Conclusion
A great deal is known about the neuropathological and clinical features of prion disease; it is also known that while disease may occur sporadically, it may result from pathogenic genetic mutations and from infection. The various forms of prion disease are linked by core molecular changes involving PrP, the prion protein, with the formation of PrPSc; however, the exact mechanisms of neuronal dysfunction and neuronal death in prion disease remain uncertain. There are many proposed important functions of PrPC but loss of PrPC function does not appear to be the main pathogenic mechanism. There is significantly more evidence for direct neurotoxicity of abnormal PrP, although not simply related to the aggregated PrPSc form. Oligomeric protein species formed as intermediates between PrPC and PrPSc or increased amounts of 'aberrant' forms of PrPC are more likely toxic candidates. There is accumulating evidence that PrPC itself may have a pathological role, with its functions being subverted by abnormal or 'aberrant' forms of PrP. Interestingly, aside from the general connections with other neurodegenerative diseases (in relation to the role of potentially toxic oligemeric proteins), PrPC has been implicated directly in the neuropathogenesis of diseases other than prion disease – for example, Alzheimer's disease.[85] For example, in other neurodegenerative diseases that are associated with β-sheet rich oligomers, shedding of PrPC interferes with the neurotoxic pathway by reducing the receptor availability for the oligomeric species.[11] It has been hypothesized that Aβ oligomers bind to the N-terminus of PrPC, thereby stimulating NMDA receptors and subsequently neuronal cell death. This interaction goes on to initiate a protective mechanism. The binding of the oligomers to PrPC leads to an increase of PrPC at the plasma membrane. These toxic oligomers directly and indirectly (via PrPC) stimulate NMDA receptors. The stimulation of NMDA receptors has been linked to the upregulation of ADAM10 and, therefore, an overall increase in PrPC shedding. This hypothesis has been well illustrated in a review by Altmeppen et al. and supported by recent in vivo and in vitro studies.[12,86,87] Therefore, it has therefore been proposed that increasing the ADAM 10 mediated shedding of PrPC potentially offers a future therapeutic option.[11,12]
Interesting recent reports, extending earlier work by Mallucci, have described studies of potentially relevant neuropathogenic mechanisms 'downstream' of PrPC/PrPSc processes, involving the unfolded protein response (UPR), a compensatory protective cellular mechanism that is stimulated by accumulating levels of misfolded proteins.[88,89] In brief, increasing levels of misfolded proteins initiates a variety of signaling cascades including the UPR.[88,89] Misfolded PrP accumulation leads to an overstimulation a particular branch of the UPR that controls protein synthesis causing a 'transient shutdown' of protein synthesis. This protective mechanism is mediated by the phosphorylation and, therefore, activation of PERK. The activated PERK then induces phosphorylation and activation of eIF2α, which inhibits initiation of translation and effectively terminates the synthesis of cellular proteins, including synaptic proteins. Restoration of protein synthesis occurs via a feedback loop where dephosphorylation of eIF2α is triggered by its specific phosphatase GADD34. Moreno et al. demonstrated that accumulation of misfolded proteins in the brains of prion-infected mice resulted in an unopposed and 'persistent translational repression' of protein synthesis via upregulation of the eIF2α and PERK pathway.
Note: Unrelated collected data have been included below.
PR #351, opened 2022-01-04
fix: Updated elevation check for Aether Portals

### LINKED ISSUE #345: Aether Dimension not generating on a superflat world
The portal insta breaks whenever you try to light it up, using the portal frame item does not work as well
It also gives me this weird error in my logs
image

Drullkus:
Fixes #345


Burning-Cactus (approved):
Looks good!

PR #355, opened 2022-01-06
Add en_UD.json (Upside down English translation)

ZolaKluke:
This PR contains a full translation of everything (besides lore since it breaks the book format) to "upside down English"


bconlon1 (approved):
lgtm

PR #356, opened 2022-01-06
Fix: Fixed a crash on the server caused by CapeEntity.

Burning-Cactus:
`OnlyIn`  annotations are pain.

Added a level.isClientSide check before checking for the ClientWorld class.


Burning-Cactus:
Oh my god the annotation tag mentioned an actual person what the heck

bconlon1 (approved):
lgtm

PR #357, opened 2022-01-06
fix: Fixed Curios models, renderers, and also other Curios related issues that appeared after the port to 1.18.

bconlon1:
- [x] #254 
- [x] #247
- [x] #350 
- [x] #259 
- [x] #258
- [x] #152
- [x] #363
- [x] #383 
- [x] #228

PR #387, opened 2022-01-12
feat: Ported the content from feature/rankings_system.

bconlon1:
This includes the Player Halo and Developer Glow, the rankings system rework, as well as the WIP Customization & Perks screen accessible from the Accessories menu.

This is probably going to conflict in some way with #357.


Jaryt (approved):
lgtm!

We'll probably offload the UUID storage into the patreon access system in the future for better privacy/ease of sync

PR #396, opened 2022-01-15
Fix: The world tick listener now checks against the minimum build height.

### LINKED ISSUE #394: Improve height check determining if a player has fallen out of the aether
Currently it checks against `0` instead of `world.getMinBuildHeight()`. This isn't a problem because we haven't deviated our world heights but this will be if a datapacker does

image

I also recommend not counting the player as falling if either: Player's `Abilities.flying == true` or `player.isSpectator()`

Burning-Cactus:
Players now fall out of the Aether at the dimension type's minimum build height instead of y=0. Players flying through creative or spectator can't fall out of the Aether.
Closes #394

### DIFF
--- a/src/main/java/com/gildedgames/aether/common/event/listeners/DimensionListener.java
+++ b/src/main/java/com/gildedgames/aether/common/event/listeners/DimensionListener.java
@@ -146,7 +146,7 @@ public class DimensionListener
                     if (!AetherConfig.COMMON.disable_falling_to_overworld.get()) {
                         for (Entity entity : world.getEntities(EntityTypeTest.forClass(Entity.class), Objects::nonNull)) {
                             if (entity.getY() <= world.getMinBuildHeight() && !entity.isPassenger()) {
-                                if(!(entity instanceof Player player && player.getAbilities().flying)) {
+                                if (!(entity instanceof Player player && player.getAbilities().flying)) {
                                     fallFromAether(entity);
                                 }
                             }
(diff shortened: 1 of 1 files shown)


src/main/java/com/gildedgames/aether/common/event/listeners/DimensionListener.java
```diff
@@ -145,7 +145,10 @@ public static void onWorldTick(TickEvent.WorldTickEvent event) {
                 if (event.phase == TickEvent.Phase.END) {
                     if (!AetherConfig.COMMON.disable_falling_to_overworld.get()) {
                         for (Entity entity : world.getEntities(EntityTypeTest.forClass(Entity.class), Objects::nonNull)) {
-                            if (entity.getY() <= 0 && !entity.isPassenger()) {
+                            if (entity.getY() <= world.getMinBuildHeight() && !entity.isPassenger()) {
+                                if(entity instanceof Player player && (player.getAbilities().flying)) {
```
Drullkus: Please also check if the player is Spectator

Drullkus (changes requested):

src/main/java/com/gildedgames/aether/common/event/listeners/DimensionListener.java
Drullkus: Spectator is also considered flying, resolved

Drullkus (approved):

Drullkus (approved):
Looks good to me!

bconlon1 (approved):
lgtm

PR #435, opened 2022-01-20
Updated saving data methods for some block entities.

Burning-Cactus:
`BlockEntity.save(CompoundNBT)` no longer exists. TreasureChestBlockEntity and IncubatorTileEntity now override saveAdditional instead, ensuring that the mod is compatible with the latest Forge version.


bconlon1 (approved):
lgtm

PR #440, opened 2022-01-23
Feat: The Aether fog rendering applies to all Aether dimensions now.

Burning-Cactus:
Any dimension that uses an instance of AetherSkyRenderInfo for its effects won't get black fog near the minimum y value of the world. If the minimum y value is below 0, the fog color event handler now accounts for that.


bconlon1 (approved):
lgtm

PR #454, opened 2022-02-08
create ja_jp translate

baguchi:
I made ja_jp translate
I was able to translate only part of it, but I hope you'll be happy.


bconlon1 (approved):
Might as well approve this now; if there's any issues with it, they can be handled by OneSky contributors in the future when we use that for our translations.

PR #364, opened 2026-07-24
WB-189: Add create training session start screen to allow entering session id.

TheCodeSharman:
## Summary
- **New Titanium-free modal-controller pattern.** Modals are now a first-class navigation concept: `Navigation.openModal`/`closeModal` name the concept and delegate the Titanium glue (build the Alloy overlay `$`, overlay it, tear it down) to `View`. A `lib/controllers/<Name>` screen controller — plain JS, no `Ti.*` — owns the non-Titanium wiring (build the ViewModel, `bindView`, route events to injected orchestration). `lib/controllers/registry.js` catalogues which modals use the pattern; absent ones still open as a plain overlay, so legacy modals migrate incrementally.
- **Academy modal (the feature).** Tapping Academy on the menu opens the modal (title, intro, three digit-code boxes, Close/Start, ✕). `AcademyViewModel` holds the 3-digit code + `startEnabled` gating; Start is an inert seam for now.
- **Two-way `bindView` binding** (`twoWay()`): typed text flows widget→VM through the bind map (the digit boxes), removing hand-wired `onChange`. Reuses the existing diff-guard to close the feedback loop. Absorbs the previously-unbuilt WB-160 north-star step.
- **Acceptance scenario** written to *extend* into the full training-session flow later, not be replaced.
- Docs: new `docs/patterns/modals.md`; `twoWay` documented in `viewmodels.md`.

Delivers [Trello WB-189](https://trello.com/c/oEA0Gl1j/189-add-create-training-session-start-screen-to-allow-entering-session-id). Deferred (separate cards): migrating the `MethodSelect` identify overlay onto this pattern, the training-session flow Start eventually launches, and deeplink-straight-to-modal.

Known nit for review: in landscape with the numeric keyboard up, the keyboard overlaps the lower half of Close/Start (functionally fine — entry dismisses it before Start). Polish candidate.

## Test plan
- [x] `npx grunt unit-test-node` — passes (383): two-way binding, AcademyViewModel, Academy controller, Navigation modal API
- [x] iOS acceptance (LiveView): `Enter a training session code` — 1 scenario / 8 steps green
- [x] iOS visual check — modal matches the UX mockup; two-way binding shows 1·2·3 in the boxes
- [ ] Android acceptance + clean (non-LiveView) build — via CI


walta-app/app/lib/controllers/Academy.js
```diff
@@ -0,0 +1,35 @@
+const AcademyViewModel = require("viewmodels/Academy");
+const bindView = require("util/bindView");
+const { twoWay } = bindView;
+
+// Titanium-free screen controller for the Academy modal. View owns the Titanium
+// widgets (the $ bag) and hands them in as `view`; this file owns everything
```
TheCodeSharman: i feel liike some of this comment is too much detail, lets keep the design discussion inside the docs.

TheCodeSharman: Agreed — trimmed to a short pointer, and did the same for the sibling comments in `registry.js` and `View.openModal` that repeated the same narrative. The design write-up lives in `docs/patterns/modals.md`. (931a418)

walta-app/app/lib/controllers/Academy.js
```diff
@@ -0,0 +1,46 @@
...
+  digit3:       { title: "digit3" },
+  digitPicker:  { visible: "pickerVisible", onClick: "cancelPicker" },  // tap backdrop to dismiss
+  startButton:  { enabled: "startEnabled", onClick: "start" },
+  closeButton:  { onClose: "close" },   // the ✕ (CloseButton Require)
+  cancelButton: { onClick: "close" },   // the "Close" text button
+};
+
+// A box tap carries which box (0-2), a key tap carries which digit — arguments
+// bindView's arg-less event handlers can't pass, so wire them here.
+function wireDigitPicker(view, vm) {
```
TheCodeSharman: Ok, can we extend bindView() in a way to support this kind of wiring up: this brings back Titanium code into this controller which is supposed to be Titanium Free. *ALL* titanium specific wiring needs to be abstracted behind the `bindView` interface.

TheCodeSharman: Agreed — this is a real leak: `wireDigitPicker` calls `addEventListener`/`removeEventListener` directly, so raw Titanium is back in a controller that's meant to be Ti-free. It's only here because these events carry an argument (which box, which digit) and bindView's event bindings are currently arg-less (`onClick: "method"` → `vm.method()`).

Fix: extend bindView with an argument-carrying event marker, mirroring the existing `twoWay(prop)` marker — `call(method, ...args)`:

```js
const { call } = bindView;
const BINDINGS = {
  digit1: { title: "digit1", onClick: call("startEditing", 0) },
  digit2: { title: "digit2", onClick: call("startEditing", 1) },
  digit3: { title: "digit3", onClick: call("startEditing", 2) },
  digitPicker: { visible: "pickerVisible", onClick: "cancelPicker" },
  startButton: { enabled: "startEnabled", onClick: "start" },
  closeButton: { onClose: "close" },
  cancelButton: { onClick: "close" },
};
for (let d = 0; d <= 9; d++) BINDINGS["keypad" + d] = { onClick: call("pickDigit", d) };
```

bindView wires `() => vm.startEditing(0)` etc. behind its own `attachEvent`, so `wireDigitPicker` and both `addEventListener`/`removeEventListener` calls are deleted — the controller goes back to declarative BINDINGS + create/dispose only, with zero `Ti.*` surface. Plain string handlers keep working unchanged, and teardown stays inside bindView's existing unbind.

I'll do it test-first in `bindView_spec` (arg-carrying handler fires with the right args + is torn down on unbind), then refactor the controller. One open question: happy with `call` as the marker name, or prefer something like `invoke`/`handler`?

TheCodeSharman: Done — went with `call` (easy to rename if you'd rather `invoke`/`handler`). bindView now has a `call(method, ...args)` marker alongside `twoWay(prop)` (ceabd47), and the controller's `wireDigitPicker` is gone — box/keypad taps are declarative `onClick: call("startEditing", i)` / `call("pickDigit", d)` bindings, teardown lives in bindView's `unbind`, and the controller has zero `Ti.*` surface (44d4919). Documented the marker in `docs/patterns/viewmodels.md` (ab7b584).

Covered test-first in `bindView_spec` (arg-carrying handler fires with the right args, is torn down on unbind, validates the method exists); full Node suite green (397), and the Academy acceptance scenario still passes end-to-end on the iOS sim.

TheCodeSharman: Excellent - happy with `call`

walta-app/app/views/Academy.xml
```diff
@@ -0,0 +1,43 @@
+<Alloy>
+	<View class="overlay">
+		<View class="window academyWindow" layout="vertical">
+			<View class="titlebar">
+				<Label id="academyTitle" class="titleText" accessibilityLabel="Academy">Academy</Label>
+				<Require id="closeButton" src="CloseButton"/>
+			</View>
+			<Label class="academyIntro">Test your macroinvertebrate identification chops: navigate to https://waterbugblitz.org/academy (on a separate device) and following along with the video tutorial.</Label>
```
TheCodeSharman:
```suggestion
			<Label class="academyIntro">Test your macroinvertebrate identification chops: navigate to https://waterbugblitz.org/academy (on a separate device) and follow along with the video tutorial.</Label>
```

PR #372, opened 2026-07-29
chore(gps): remove stray WB204DIAG log line

TheCodeSharman:
Removes an instrumentation `Ti.API.info` that slipped into the merged GPS fix (b4e2c3fc) via a git-add slip during a reset+recommit. Harmless log line, but doesn't belong in production.


TheCodeSharman:
Superseded — WB-208 (the SiteDetails GPSLOCK leak fix, merged in #374) removed this WB204DIAG log line as part of refactoring that handler. The line is no longer on main, so this PR is a no-op. Closing.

The loss of key synaptic proteins subsequently led to synaptic failure and neuronal death.[88] Following on from this, they exploited this pathway by genetically manipulating it upstream and downstream of eIF2α in prion-infected mice. The overall effect was a reduction in activated eIF2α and therefore restoration of translation with recovery of synaptic protein levels. This localized neuroprotection resulted in increased survival times in the prion diseased mice and led the authors to conclude that the inhibition of this pathway offered a potential therapeutic target. In further work, they demonstrated that inhibition of PERK in prion-infected mouse models prevented translational repression and thereby clinical disease in mice, both at the preclinical stage and also in established disease where clinical signs were already observed.[89] There are two particular important features of their studies: firstly, the treatment acted 'downstream' of the replication of the abnormal PrP and the therapeutic benefit remained effective despite ongoing accumulation of misfolded PrP; secondly, this UPR pathway may have important implications for other protein misfolding diseases.
Future Neurology. 2014;9(2):135-147. © 2014 Future Medicine Ltd.